SELKIRK — The Fire District is proposing a new station across from Lasher Road on Route 9W and renovations to the existing Station 2 in Glenmont, a project that is projected to cost $11.8 million.
The presented plan includes no tax increase for Selkirk Fire District residents and is aimed at increasing safety and efficiency for the volunteer firefighters that cover the area.
The vote for the station will take place on Oct. 6, from 1 to 9 p.m., at any three of the Selkirk Fire District stations. For more information on the plan, visit selkirkfire2020.org.
“The ability to pay for this new station was built into the budget in the last five years by the commissioners, who knew a new station was imminent,” Daniel Wagoner, capitan of Station 1 in Selkirk, said. “We are using the most conservative financial estimates possible. There is absolutely no tax increase for residents.”
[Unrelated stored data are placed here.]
PR #2125, opened 2019-10-14
ESS walkthrough first version

usandre:


usandre:
@haydenlam there are couple question marks, can you please help me with those?

jonikamelcher:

Station 3 Captain Rob Messenger showed the proposal to about 40 people last Tuesday. The plan for the new station, which would be located adjacent to A.W. Becker Elementary School, includes a 23,573 square foot building with six drive-through bays. Messenger cited the need for drive-through bays after reading that several firefighters across the nation have been killed in accidents where drivers do not see the spotters helping to back the trucks in and hits them. Bays will also be taller, allowing for the evolution of firetruck designs and more space for modern equipment. The proposed headquarters scrapped the bunk rooms and museum mentioned in the failed 2018 plan, which residents voted down an $18 million project with an average tax increase of $100 per resident. The 2020 proposal also scaled down the remaining plans.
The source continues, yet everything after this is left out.